Saved entries:
═══
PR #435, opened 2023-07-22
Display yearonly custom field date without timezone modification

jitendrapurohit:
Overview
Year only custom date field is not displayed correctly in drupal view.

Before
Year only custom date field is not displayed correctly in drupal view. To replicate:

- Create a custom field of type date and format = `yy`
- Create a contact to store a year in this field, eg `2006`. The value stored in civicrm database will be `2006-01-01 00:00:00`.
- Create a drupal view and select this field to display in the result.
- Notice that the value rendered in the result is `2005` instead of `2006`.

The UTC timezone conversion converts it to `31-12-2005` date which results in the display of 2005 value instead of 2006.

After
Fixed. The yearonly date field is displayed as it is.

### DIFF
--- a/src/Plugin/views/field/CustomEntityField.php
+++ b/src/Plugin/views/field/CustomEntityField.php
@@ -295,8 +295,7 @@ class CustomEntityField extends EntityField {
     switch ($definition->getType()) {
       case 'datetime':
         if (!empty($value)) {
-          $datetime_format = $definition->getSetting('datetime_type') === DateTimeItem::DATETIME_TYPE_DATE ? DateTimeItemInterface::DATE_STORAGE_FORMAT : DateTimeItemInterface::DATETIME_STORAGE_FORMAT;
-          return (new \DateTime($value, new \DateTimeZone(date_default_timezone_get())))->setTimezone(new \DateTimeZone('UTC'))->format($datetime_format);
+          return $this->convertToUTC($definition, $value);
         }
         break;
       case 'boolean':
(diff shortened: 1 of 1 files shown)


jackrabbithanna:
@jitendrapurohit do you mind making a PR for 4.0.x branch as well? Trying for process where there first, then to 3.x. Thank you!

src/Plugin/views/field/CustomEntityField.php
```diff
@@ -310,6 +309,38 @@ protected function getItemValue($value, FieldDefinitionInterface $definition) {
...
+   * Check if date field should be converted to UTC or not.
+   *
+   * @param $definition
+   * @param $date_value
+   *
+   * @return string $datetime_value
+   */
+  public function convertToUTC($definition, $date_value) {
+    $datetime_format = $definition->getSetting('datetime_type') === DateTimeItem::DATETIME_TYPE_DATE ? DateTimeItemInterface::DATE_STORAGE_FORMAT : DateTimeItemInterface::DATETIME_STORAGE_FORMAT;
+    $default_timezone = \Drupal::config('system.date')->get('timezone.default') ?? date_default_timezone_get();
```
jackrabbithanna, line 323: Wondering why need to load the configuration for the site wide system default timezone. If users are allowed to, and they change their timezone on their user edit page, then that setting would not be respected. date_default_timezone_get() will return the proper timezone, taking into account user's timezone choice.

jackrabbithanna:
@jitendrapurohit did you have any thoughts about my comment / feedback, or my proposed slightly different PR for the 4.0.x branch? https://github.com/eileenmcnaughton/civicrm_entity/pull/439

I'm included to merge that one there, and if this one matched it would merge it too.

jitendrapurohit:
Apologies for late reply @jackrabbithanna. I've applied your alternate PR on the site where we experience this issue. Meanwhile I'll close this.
═══
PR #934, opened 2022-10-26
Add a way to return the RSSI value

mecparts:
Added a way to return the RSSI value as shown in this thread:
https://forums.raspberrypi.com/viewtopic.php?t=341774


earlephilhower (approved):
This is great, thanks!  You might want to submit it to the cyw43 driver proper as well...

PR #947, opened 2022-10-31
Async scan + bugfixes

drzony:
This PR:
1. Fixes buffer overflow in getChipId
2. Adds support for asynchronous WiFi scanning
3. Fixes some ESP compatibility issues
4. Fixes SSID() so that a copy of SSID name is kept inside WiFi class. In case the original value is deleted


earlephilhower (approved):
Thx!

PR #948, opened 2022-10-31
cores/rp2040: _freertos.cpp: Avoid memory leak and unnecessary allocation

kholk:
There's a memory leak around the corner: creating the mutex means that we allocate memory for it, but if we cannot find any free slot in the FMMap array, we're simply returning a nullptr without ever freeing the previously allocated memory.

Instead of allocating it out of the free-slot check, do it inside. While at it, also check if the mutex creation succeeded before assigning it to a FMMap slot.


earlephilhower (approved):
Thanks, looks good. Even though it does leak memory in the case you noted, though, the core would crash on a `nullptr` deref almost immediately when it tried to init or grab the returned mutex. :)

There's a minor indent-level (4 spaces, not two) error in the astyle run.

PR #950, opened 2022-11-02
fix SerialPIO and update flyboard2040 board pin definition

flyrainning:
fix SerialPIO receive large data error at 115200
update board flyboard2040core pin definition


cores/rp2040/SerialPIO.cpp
═══
Where a line of the data holds "error", show that line.

There's a minor indent-level (4 spaces, not two) error in the astyle run.
fix SerialPIO receive large data error at 115200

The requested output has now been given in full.